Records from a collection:
========================================================================

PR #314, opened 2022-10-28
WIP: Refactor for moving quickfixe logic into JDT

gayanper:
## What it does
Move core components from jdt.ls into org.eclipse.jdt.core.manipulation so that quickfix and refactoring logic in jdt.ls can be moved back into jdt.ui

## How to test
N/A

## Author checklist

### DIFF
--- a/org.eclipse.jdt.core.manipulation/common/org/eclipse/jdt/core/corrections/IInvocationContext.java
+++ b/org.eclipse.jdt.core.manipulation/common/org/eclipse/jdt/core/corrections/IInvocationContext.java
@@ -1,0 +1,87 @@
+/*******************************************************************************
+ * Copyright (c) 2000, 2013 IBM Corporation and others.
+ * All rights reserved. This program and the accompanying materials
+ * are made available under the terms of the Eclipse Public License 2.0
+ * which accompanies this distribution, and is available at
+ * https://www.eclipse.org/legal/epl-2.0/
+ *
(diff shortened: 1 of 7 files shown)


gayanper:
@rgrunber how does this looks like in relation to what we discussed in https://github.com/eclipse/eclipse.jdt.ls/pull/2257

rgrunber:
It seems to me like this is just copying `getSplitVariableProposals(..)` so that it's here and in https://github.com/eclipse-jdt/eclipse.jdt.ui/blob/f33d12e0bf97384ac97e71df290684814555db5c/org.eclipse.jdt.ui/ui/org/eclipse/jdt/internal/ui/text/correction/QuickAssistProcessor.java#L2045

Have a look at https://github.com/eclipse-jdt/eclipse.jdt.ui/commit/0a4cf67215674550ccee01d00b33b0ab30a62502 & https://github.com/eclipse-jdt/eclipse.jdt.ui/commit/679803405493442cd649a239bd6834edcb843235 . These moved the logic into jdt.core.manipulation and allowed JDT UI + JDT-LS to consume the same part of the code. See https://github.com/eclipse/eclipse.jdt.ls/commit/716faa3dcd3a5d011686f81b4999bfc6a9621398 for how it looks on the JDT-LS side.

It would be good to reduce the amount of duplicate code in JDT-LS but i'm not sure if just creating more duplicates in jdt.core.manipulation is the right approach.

========================================================================

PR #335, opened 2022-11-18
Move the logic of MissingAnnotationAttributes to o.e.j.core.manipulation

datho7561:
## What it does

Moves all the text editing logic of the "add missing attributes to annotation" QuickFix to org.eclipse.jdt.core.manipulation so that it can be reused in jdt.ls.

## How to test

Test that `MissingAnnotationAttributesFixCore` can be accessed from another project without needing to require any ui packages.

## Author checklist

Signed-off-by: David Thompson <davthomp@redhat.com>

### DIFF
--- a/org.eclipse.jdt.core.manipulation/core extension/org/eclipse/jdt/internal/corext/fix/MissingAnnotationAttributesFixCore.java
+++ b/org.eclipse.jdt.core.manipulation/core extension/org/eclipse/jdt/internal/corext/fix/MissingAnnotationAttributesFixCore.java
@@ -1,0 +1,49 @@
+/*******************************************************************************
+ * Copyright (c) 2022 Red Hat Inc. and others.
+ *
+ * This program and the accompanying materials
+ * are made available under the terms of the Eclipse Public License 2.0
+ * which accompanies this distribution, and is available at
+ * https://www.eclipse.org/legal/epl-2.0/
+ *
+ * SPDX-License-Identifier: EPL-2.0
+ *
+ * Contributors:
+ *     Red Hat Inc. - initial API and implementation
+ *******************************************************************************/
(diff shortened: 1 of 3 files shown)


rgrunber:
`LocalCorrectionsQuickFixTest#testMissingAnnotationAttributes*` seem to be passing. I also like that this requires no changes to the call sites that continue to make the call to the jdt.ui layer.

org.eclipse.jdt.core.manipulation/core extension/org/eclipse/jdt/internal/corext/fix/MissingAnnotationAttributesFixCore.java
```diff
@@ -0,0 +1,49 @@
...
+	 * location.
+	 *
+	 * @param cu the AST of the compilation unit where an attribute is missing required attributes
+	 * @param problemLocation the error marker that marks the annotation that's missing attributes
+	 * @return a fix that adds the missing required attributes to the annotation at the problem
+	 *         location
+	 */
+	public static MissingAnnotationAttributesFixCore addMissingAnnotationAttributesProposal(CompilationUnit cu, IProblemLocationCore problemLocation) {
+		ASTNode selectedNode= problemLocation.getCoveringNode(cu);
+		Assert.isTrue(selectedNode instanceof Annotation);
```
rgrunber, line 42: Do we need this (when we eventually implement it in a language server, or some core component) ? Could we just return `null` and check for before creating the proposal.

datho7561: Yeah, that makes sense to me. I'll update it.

========================================================================

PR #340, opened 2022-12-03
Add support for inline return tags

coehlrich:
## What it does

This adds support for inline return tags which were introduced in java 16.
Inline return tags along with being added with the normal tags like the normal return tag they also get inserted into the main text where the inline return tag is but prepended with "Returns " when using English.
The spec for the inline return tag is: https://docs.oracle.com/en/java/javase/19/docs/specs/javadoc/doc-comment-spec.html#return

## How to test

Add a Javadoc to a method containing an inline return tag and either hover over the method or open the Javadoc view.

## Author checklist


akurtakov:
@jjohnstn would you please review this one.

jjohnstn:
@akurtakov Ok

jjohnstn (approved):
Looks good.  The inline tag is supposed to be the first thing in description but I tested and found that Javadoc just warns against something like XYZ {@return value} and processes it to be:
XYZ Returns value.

========================================================================

All lines above with the word "IInvocationContext" need to be reported.

--- a/org.eclipse.jdt.core.manipulation/common/org/eclipse/jdt/core/corrections/IInvocationContext.java
+++ b/org.eclipse.jdt.core.manipulation/common/org/eclipse/jdt/core/corrections/IInvocationContext.java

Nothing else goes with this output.